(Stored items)
<<<<

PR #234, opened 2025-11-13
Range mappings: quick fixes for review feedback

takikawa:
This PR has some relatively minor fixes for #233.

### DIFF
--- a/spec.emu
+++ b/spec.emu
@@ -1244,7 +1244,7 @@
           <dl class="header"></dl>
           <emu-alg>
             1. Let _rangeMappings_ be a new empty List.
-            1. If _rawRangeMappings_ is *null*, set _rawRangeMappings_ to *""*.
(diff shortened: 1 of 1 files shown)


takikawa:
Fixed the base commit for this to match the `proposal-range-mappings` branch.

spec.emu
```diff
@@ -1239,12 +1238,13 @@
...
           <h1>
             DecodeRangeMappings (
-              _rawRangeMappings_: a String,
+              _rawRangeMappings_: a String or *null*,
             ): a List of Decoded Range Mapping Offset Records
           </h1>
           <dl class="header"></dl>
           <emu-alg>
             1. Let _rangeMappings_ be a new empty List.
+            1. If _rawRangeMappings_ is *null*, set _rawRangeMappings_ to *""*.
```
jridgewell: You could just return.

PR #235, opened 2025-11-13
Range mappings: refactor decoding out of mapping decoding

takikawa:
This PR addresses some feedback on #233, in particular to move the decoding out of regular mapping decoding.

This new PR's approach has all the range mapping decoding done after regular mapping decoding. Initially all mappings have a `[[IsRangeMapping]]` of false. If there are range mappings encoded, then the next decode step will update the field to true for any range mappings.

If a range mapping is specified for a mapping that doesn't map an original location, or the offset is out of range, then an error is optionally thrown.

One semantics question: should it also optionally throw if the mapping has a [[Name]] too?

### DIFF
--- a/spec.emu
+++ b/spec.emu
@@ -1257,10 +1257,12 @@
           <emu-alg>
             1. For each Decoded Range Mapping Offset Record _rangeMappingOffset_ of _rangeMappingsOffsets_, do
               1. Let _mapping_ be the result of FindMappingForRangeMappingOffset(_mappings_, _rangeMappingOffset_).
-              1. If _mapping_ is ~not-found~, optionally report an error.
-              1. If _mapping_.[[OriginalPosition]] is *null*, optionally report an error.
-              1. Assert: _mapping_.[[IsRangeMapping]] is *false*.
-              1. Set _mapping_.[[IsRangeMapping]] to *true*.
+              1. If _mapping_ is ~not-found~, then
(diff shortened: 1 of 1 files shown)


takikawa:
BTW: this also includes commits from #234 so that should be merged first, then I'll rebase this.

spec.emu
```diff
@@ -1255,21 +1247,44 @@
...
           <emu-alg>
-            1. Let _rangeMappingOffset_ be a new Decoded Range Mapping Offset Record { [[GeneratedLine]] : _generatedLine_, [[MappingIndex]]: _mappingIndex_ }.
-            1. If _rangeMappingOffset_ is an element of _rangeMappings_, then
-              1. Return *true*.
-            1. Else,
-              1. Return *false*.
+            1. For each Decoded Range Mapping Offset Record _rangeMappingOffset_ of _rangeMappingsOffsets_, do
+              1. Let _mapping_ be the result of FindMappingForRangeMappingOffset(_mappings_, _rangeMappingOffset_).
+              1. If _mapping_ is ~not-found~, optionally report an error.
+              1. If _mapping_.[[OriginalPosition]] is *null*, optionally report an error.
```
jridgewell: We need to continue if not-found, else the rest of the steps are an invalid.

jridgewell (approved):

>>>>

**THE TASK**
Return word for word the lines above from the line with "This PR has" to the line with "This PR addresses", including both and leaving out all others.

**PROBLEM SOLUTION**
This PR has some relatively minor fixes for #233.

### DIFF
--- a/spec.emu
+++ b/spec.emu
@@ -1244,7 +1244,7 @@
           <dl class="header"></dl>
           <emu-alg>
             1. Let _rangeMappings_ be a new empty List.
-            1. If _rawRangeMappings_ is *null*, set _rawRangeMappings_ to *""*.
(diff shortened: 1 of 1 files shown)


takikawa:
Fixed the base commit for this to match the `proposal-range-mappings` branch.

spec.emu
```diff
@@ -1239,12 +1238,13 @@
...
           <h1>
             DecodeRangeMappings (
-              _rawRangeMappings_: a String,
+              _rawRangeMappings_: a String or *null*,
             ): a List of Decoded Range Mapping Offset Records
           </h1>
           <dl class="header"></dl>
           <emu-alg>
             1. Let _rangeMappings_ be a new empty List.
+            1. If _rawRangeMappings_ is *null*, set _rawRangeMappings_ to *""*.
```
jridgewell: You could just return.

PR #235, opened 2025-11-13
Range mappings: refactor decoding out of mapping decoding

takikawa:
This PR addresses some feedback on #233, in particular to move the decoding out of regular mapping decoding.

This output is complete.